PR #833, opened 2022-02-10
Refactor/move args to kwargs

SkafteNicki:
## What does this PR do?

Move the three common arguments ``dist_sync_on_step``, ``process_group`` and ``dist_sync_fn`` to a ``kwargs`` argument.
The arguments are only meant for real power-users and therefore it does not make sense that they need to be directly available as arguments. This solution is complete backwards compatible and it is therefore more a question about getting more clean documentation as we do not need to repeat theses arguments everywhere.

Currently only updated one metric so we can agree on the refactor before applying it to all other metrics.

## Before submitting

## PR review

## Did you have fun?


docs/source/pages/overview.rst
```diff
@@ -348,3 +348,24 @@ In practise this means that:
     val = metric.compute() # this value cannot be back-propagated
 
 A functional metric is differentiable if its corresponding modular metric is differentiable.
+
+.. _Metric kwargs:
+
+****************************
+Advance distributed settings
```
justusschock, line 355:
```suggestion
Advanced distributed settings
```

docs/source/pages/overview.rst
```diff
@@ -348,3 +348,24 @@ In practise this means that:
...
+****************************
+
+If you are running in a distributed environment, TorchMetrics will automatically take care of the distributed
```
justusschock, line 358:
```suggestion
If you are running in a distributed environment, ``TorchMetrics`` will automatically take care of the distributed
```

docs/source/pages/overview.rst
```diff
@@ -348,3 +348,24 @@ In practise this means that:
...
+synchronization for you. However, the following three keyword arguments can be given to any modular metric for
```
justusschock, line 359:
```suggestion
synchronization for you. However, the following three keyword arguments can be given to any metric class for
```

I think modular means something different :D

docs/source/pages/overview.rst
```diff
@@ -348,3 +348,24 @@ In practise this means that:
...
+further control over the distributed synchronization:
```
justusschock, line 360:
```suggestion
further control over the distributed aggregation:
```

docs/source/pages/overview.rst
```diff
@@ -348,3 +348,24 @@ In practise this means that:
...
+
+- ``dist_sync_on_step``: This argument is ``bool`` that indicates if the metric should syncronize between
+  different devices every time ``forward`` is called. Setting this to ``True`` is in general not recommended
+  as syncronization is an expensive operation to do after each batch.
+
+- ``process_group``: By default we syncronize across the *world* i.e. all proceses being computed on. You
+  can provide an ``torch._C._distributed_c10d.ProcessGroup`` in this argument to specify exactly what
```
justusschock, line 367: Is this really the only way to specify this? Also this doesn't do cross-links and if we don't do cross-links we probably don't need the whole path including the private C part of torch, right?

torchmetrics/metric.py
```diff
@@ -70,25 +71,46 @@ class Metric(Module, ABC):
...
+            - dist_sync_fn: function that performs the allgather option on the metric state
     """
 
     __jit_ignored_attributes__ = ["device"]
     __jit_unused_properties__ = ["is_differentiable"]
     is_differentiable: Optional[bool] = None
     higher_is_better: Optional[bool] = None
+    dist_sync_on_step: bool = False
+    process_group: Optional[ProcessGroup] = None
+    dist_sync_fn: Optional[Callable] = None
```
justusschock, line 108: I think we cannot put them here, as these are static. Meaning that This way, I cannot have two instances of the same metric for different process goups or something like that. They need to be moved inside the `__init__`

SkafteNicki: True. Will change.

docs/source/pages/overview.rst
SkafteNicki: I am really not sure, but from the docs it seems so:
https://pytorch.org/docs/stable/distributed.html#torch.distributed.all_gather

docs/source/pages/overview.rst
```diff
@@ -348,3 +348,24 @@ In practise this means that:
     val = metric.compute() # this value cannot be back-propagated
 
 A functional metric is differentiable if its corresponding modular metric is differentiable.
+
+.. _Metric kwargs:
+
+****************************
+Advanced distributed settings
+****************************
```
SkafteNicki, line 356:
```suggestion
*****************************
Advanced distributed settings
*****************************
```

Borda (commented):
why do some have `metric_kwargs` and others `metric_kwargs`?

SkafteNicki:
> why do some have `metric_kwargs` and others `metric_kwargs`?

Sorry, my intension was that all should just be `kwargs`. Should be fixed now :]

Borda (approved):

justusschock (approved):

## Task instructions
A verbatim copy of all the entries is the expected result.

## Written answer
PR #833, opened 2022-02-10
Refactor/move args to kwargs

SkafteNicki:
## What does this PR do?

Move the three common arguments ``dist_sync_on_step``, ``process_group`` and ``dist_sync_fn`` to a ``kwargs`` argument.
The arguments are only meant for real power-users and therefore it does not make sense that they need to be directly available as arguments. This solution is complete backwards compatible and it is therefore more a question about getting more clean documentation as we do not need to repeat theses arguments everywhere.

Currently only updated one metric so we can agree on the refactor before applying it to all other metrics.

## Before submitting

## PR review

## Did you have fun?


docs/source/pages/overview.rst
```diff
@@ -348,3 +348,24 @@ In practise this means that:
     val = metric.compute() # this value cannot be back-propagated
 
 A functional metric is differentiable if its corresponding modular metric is differentiable.
+
+.. _Metric kwargs:
+
+****************************
+Advance distributed settings
```
justusschock, line 355:
```suggestion
Advanced distributed settings
```

docs/source/pages/overview.rst
```diff
@@ -348,3 +348,24 @@ In practise this means that:
...
+****************************
+
+If you are running in a distributed environment, TorchMetrics will automatically take care of the distributed
```
justusschock, line 358:
```suggestion
If you are running in a distributed environment, ``TorchMetrics`` will automatically take care of the distributed
```

docs/source/pages/overview.rst
```diff
@@ -348,3 +348,24 @@ In practise this means that:
...
+synchronization for you. However, the following three keyword arguments can be given to any modular metric for
```
justusschock, line 359:
```suggestion
synchronization for you. However, the following three keyword arguments can be given to any metric class for
```

I think modular means something different :D

docs/source/pages/overview.rst
```diff
@@ -348,3 +348,24 @@ In practise this means that:
...
+further control over the distributed synchronization:
```
justusschock, line 360:
```suggestion
further control over the distributed aggregation:
```

docs/source/pages/overview.rst
```diff
@@ -348,3 +348,24 @@ In practise this means that:
...
+
+- ``dist_sync_on_step``: This argument is ``bool`` that indicates if the metric should syncronize between
+  different devices every time ``forward`` is called. Setting this to ``True`` is in general not recommended
+  as syncronization is an expensive operation to do after each batch.
+
+- ``process_group``: By default we syncronize across the *world* i.e. all proceses being computed on. You
+  can provide an ``torch._C._distributed_c10d.ProcessGroup`` in this argument to specify exactly what
```
justusschock, line 367: Is this really the only way to specify this? Also this doesn't do cross-links and if we don't do cross-links we probably don't need the whole path including the private C part of torch, right?

torchmetrics/metric.py
```diff
@@ -70,25 +71,46 @@ class Metric(Module, ABC):
...
+            - dist_sync_fn: function that performs the allgather option on the metric state
     """
 
     __jit_ignored_attributes__ = ["device"]
     __jit_unused_properties__ = ["is_differentiable"]
     is_differentiable: Optional[bool] = None
     higher_is_better: Optional[bool] = None
+    dist_sync_on_step: bool = False
+    process_group: Optional[ProcessGroup] = None
+    dist_sync_fn: Optional[Callable] = None
```
justusschock, line 108: I think we cannot put them here, as these are static. Meaning that This way, I cannot have two instances of the same metric for different process goups or something like that. They need to be moved inside the `__init__`

SkafteNicki: True. Will change.

docs/source/pages/overview.rst
SkafteNicki: I am really not sure, but from the docs it seems so:
https://pytorch.org/docs/stable/distributed.html#torch.distributed.all_gather

docs/source/pages/overview.rst
```diff
@@ -348,3 +348,24 @@ In practise this means that:
     val = metric.compute() # this value cannot be back-propagated
 
 A functional metric is differentiable if its corresponding modular metric is differentiable.
+
+.. _Metric kwargs:
+
+****************************
+Advanced distributed settings
+****************************
```
SkafteNicki, line 356:
```suggestion
*****************************
Advanced distributed settings
*****************************
```

Borda (commented):
why do some have `metric_kwargs` and others `metric_kwargs`?

SkafteNicki:
> why do some have `metric_kwargs` and others `metric_kwargs`?

Sorry, my intension was that all should just be `kwargs`. Should be fixed now :]

Borda (approved):

justusschock (approved):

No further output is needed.